# Panels in JavaFX zur Laufzeit erzeugen



## alexschaaf (3. Feb 2012)

Hallo liebe Community,

wollte mal fragen wie ich in JavaFX Panels zur Laufzeit erzeuge und der Scene hinzufügen kann. Ich habe schon gegoogelt aber nichts sinvolles gefunden.. Was ich bis jetzt gemacht habe: Ich habe mir eine JavaFX klasse erzeugt die von (public class GamePanel extends javafx.scene.layout.Panel) erbt du dort habe ich meinen Code rein getan den ich vorher mit dem Netbeans Designer erstellt habe... Jetzt scheitere ich aber daran diese GamePanel class aus der Haupt classe zu erzeugen und dann anzeigen zu lassen...Für hilfe wäre ich sehr dankbar..

Grüße 
Alexander


----------



## Paddelpirat (3. Feb 2012)

Bist du dir sicher, dass du noch das alte JavaFX benutzen möchtest?


----------



## Guybrush Threepwood (3. Feb 2012)

Paddelpirat hat gesagt.:


> Bist du dir sicher, dass du noch das alte JavaFX benutzen möchtest?



Meinst Du mit alt "Java FX 1.2"? JavaFX 2.0 ist ein absolut heißes Eisen!


----------



## alexschaaf (3. Feb 2012)

ehm ja ich benutze noch das JavaFX 1.4.1 das was bei netbeans 6.9.1 dabei war..zur eurer frage: also es muss nicht unbedingt sein das ich das alte JavaFX benutzen muss wenn ich mein Spiel problemlos auf das JavaFX 2.0 umstellen kann mach ichs...aber wie gehts dann weiter wenn ich es umgestellt habe..?

grüße
alexander


----------



## Paddelpirat (3. Feb 2012)

Guybrush Threepwood hat gesagt.:


> Meinst Du mit alt "Java FX 1.2"? JavaFX 2.0 ist ein absolut heißes Eisen!



Ja ich meinte mit alt das JavaFX 1.2 ;-) Meine Frage rührt daher, dass der TO "javafx.scene.layout.Panel" geschrieben hat und es das nur in dem alten JavaFX gibt.
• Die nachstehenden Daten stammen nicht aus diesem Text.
PR #9967, opened 2021-07-28
Remove note about anisotropic filtering requiring edge LOD

Pokechu22:
This was added because YAGCD's info on MAXANISO (near TX_SETMODE0 in Section [5.11.1](http://hitmen.c02.at/files/yagcd/yagcd/chap5.html#sec5.11.1)) claims it's the case, but Extrems says it does work.  I haven't tested anything myself, and dolphin still does not actually implement anisotropic filtering based on this field.

### DIFF
--- a/Source/Core/VideoCommon/BPMemory.h
+++ b/Source/Core/VideoCommon/BPMemory.h
@@ -765,7 +765,7 @@ enum class MaxAnsio
 template <>
 struct fmt::formatter<MaxAnsio> : EnumFormatter<MaxAnsio::Four>
 {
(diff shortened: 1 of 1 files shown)


Source/Core/VideoCommon/BPMemory.h
```diff
@@ -765,7 +765,7 @@ enum class MaxAnsio
 template <>
 struct fmt::formatter<MaxAnsio> : EnumFormatter<MaxAnsio::Four>
```
leoetlino, line 766: something that you might want to fix in a follow-up PR: MaxAn**is**o seems to be misspelled

Pokechu22: Thanks; I'll add a fix for that to #9718.

PR #9968, opened 2021-07-28
DSPHLE: add support for dynamic range compression

Tilka:
The CPU-side AX library enables it by default and uses hardcoded parameters. CMD_COMPRESSOR_TABLE_ADDR (0x0A) was incorrect. It's always a nop on the GameCube and was probably confused with the Wii version.

Triggers in Pac-Man World Rally.


Source/Core/Core/HW/DSPHLE/UCodes/AX.cpp
```diff
@@ -508,6 +507,50 @@ void AXUCode::SetMainLR(u32 src_addr)
...
+    // one attack frame based on previous frame
+    table_offset = m_compressor_pos * frame_byte_size;
+    // next frame will start release
+    m_compressor_pos = release_frames;
+  }
+  else if (m_compressor_pos)
+  {
+    // I'm a bit confused that they do "dec $ACC0; sr @pos, $AC0.M".
+    // Seems like it should have been decm instead of dec? Very strange.
+    --m_compressor_pos;
```
BhaaLseN, line 537: That seems weird, it would decrement a part of the accumulator that isn't used in the store. And also means that we _shouldn't_ decrement here if it is indeed correct.

Maybe theres a bug in DSPSpy (or whatever you used for disassembly of the UCode)?

Tilka: Mystery solved: The reason it works anyway is that the lower bits are zero, so e.g. `0x00'1234'0000 - 1 = 0x00'1233'ffff`.

PR #9969, opened 2021-07-28
GameINI: Add Safe Texture Cache to Inazuma Eleven GO: Strikers 2013

JMC47:
Certain text characters do not render properly with any other texture cache setting.  We tested 2048 and 512, and that was not enough to completely remedy the issue.


JosJuice:
I thought this applied to non-Latin characters as well? LGTM other than that.

JMC47:
Latin characters don't work with 2048.

JMC47:
Editing since it doesn't seem 100% clear.

AidenSonic:
Thanks !

PR #9970, opened 2021-07-28
Jit64: Fix fmaddXX with accurate NaNs

JosJuice:
So it turns out you have to pass `XMM0` as the clobber register to `HandleNaNs`, because `HandleNaNs` uses `BLENDVPD` and `BLENDVPD` implicitly uses `XMM0`, and nobody noticed when I broke this in 2c38d64 because nobody plays the one game that needs accurate NaNs.

### DIFF
--- a/Source/Core/Core/PowerPC/Jit64/Jit_FloatingPoint.cpp
+++ b/Source/Core/Core/PowerPC/Jit64/Jit_FloatingPoint.cpp
@@ -257,7 +257,7 @@ void Jit64::fp_arith(UGeckoInstruction inst)
       avx_op(avxOp, sseOp, dest, Rop1, Rop2, packed, reversible);
     }
 
-    HandleNaNs(inst, Rd, dest);
+    HandleNaNs(inst, Rd, dest, XMM0);
     if (single)
       FinalizeSingleResult(Rd, Rd, packed, true);
     else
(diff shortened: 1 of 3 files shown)


Source/Core/Core/PowerPC/Jit64/Jit_FloatingPoint.cpp
```diff
@@ -307,7 +307,7 @@ void Jit64::fmaddXX(UGeckoInstruction inst)
   // is created on a CPU that has FMA instructions and then gets played back on a CPU that doesn't.
   // (Or if the user just really wants to override the setting and knows how to do so.)
   const bool use_fma = Config::Get(Config::SESSION_USE_FMA);
-  const bool software_fma = use_fma && !cpu_info.bFMA;
+  const bool software_fma = use_fma;
```
AdmiralCurtiss, line 310: Uuh I assume this was left in form debugging?

JosJuice: Oh oops, yes

iwubcode:
Which game needs this behavior?  Could that be put into the commit message and/or as a comment?

JosJuice:
It is Dragon Ball: Revenge of King Piccolo. This is mentioned in a comment in the implementation of `HandleNaNs`.

JMC47:
This fixes accurate NaNs when enabled.

lioncash (approved):

PR #9973, opened 2021-07-29
Jit: Use accurate negation order for FMA instructions

JosJuice:
It was believed that this only mattered when the rounding mode was set to round to infinity, which games generally don't do, but it can also affect the sign of the output when the inputs are all zero.

### DIFF
--- a/Source/Core/Core/PowerPC/Jit64/Jit_FloatingPoint.cpp
+++ b/Source/Core/Core/PowerPC/Jit64/Jit_FloatingPoint.cpp
@@ -421,7 +421,7 @@ void Jit64::fmaddXX(UGeckoInstruction inst)
     }
     else
     {
-      if (single && round_input)
+      if (round_input)
         Force25BitPrecision(result_xmm, Rc, scratch_xmm);
       else
         MOVAPD(result_xmm, Rc);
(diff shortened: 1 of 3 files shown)


JMC47:
Fixes issue https://bugs.dolphin-emu.org/issues/12297

JMC47:
Performance doesn't seem to be any different from what I can tell.

Source/Core/Core/PowerPC/Jit64/Jit_FloatingPoint.cpp
```diff
@@ -345,13 +345,18 @@ void Jit64::fmaddXX(UGeckoInstruction inst)
     RegCache::Realize(Ra, Rb, Rc, Rd);
   }
 
-  X64Reg scratch_xmm = !use_fma && inst.SUBOP5 == 30 ? XMM1 : XMM0;
-  X64Reg result_xmm = scratch_xmm == XMM0 ? XMM1 : XMM0;
+  const bool subtract = inst.SUBOP5 == 28 || inst.SUBOP5 == 30;  // nsub, nmsub
```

Bin auch ganz angetan von dem neuen JavaFX 2.0.2.

@alexschaaf Es klang so, als hättest du gerade erst mit dem Projekt angefangen, deswegen hatte ich die Frage gestellt. Mit dem alten JavaFX kenne ich mich nicht aus, von daher kann ich dir zu deiner eigentlichen Frage nicht so viel sagen.
Ich würde halt, wenn dein Projekt noch nicht so weit fortgeschritten ist auf JavaFX 2.0 umsteigen. Evtl. auch ganz auf Swing verzichten, obwohl die Einbettung eines JavaFX Panels in Swing in der Dokumentation beschrieben ist.
Aber eigentlich bietet JavaFX 2.0 auch fast alle Komponenten, die auch Swing bietet, weswegen ein Mix nicht notwendig ist.

JavaFX 2.0 | JavaFX 2.0 Tutorials and Documentation

Wenn du umsteigen willst ist es am leichtesten indem du Java 7 Uptdate 2 installierst und Netbeans 7.1 verwendest.


----------



## alexschaaf (3. Feb 2012)

Ok danke werde mal versuchen auf 2.0 umzusteigen und evtl. später noch mal nachfragen. danke für link und ratschlag grüße


----------